Please write each entry out again exactly as shown.

*** Opening Supplied records ***

PR #807, opened 2026-08-15
fix(observability): say when a surface reports nothing, and make bot liveness a cron monitor

alxjrvs:
Two gaps found by triaging the Sentry queue to empty. Both are about a signal
that could not do the job it was described as doing.

## `itun-functions` had received zero events, ever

*** Closing Supplied records ***

[Your solution]
PR #807, opened 2026-08-15
fix(observability): say when a surface reports nothing, and make bot liveness a cron monitor

alxjrvs:
Two gaps found by triaging the Sentry queue to empty. Both are about a signal
that could not do the job it was described as doing.

## `itun-functions` had received zero events, ever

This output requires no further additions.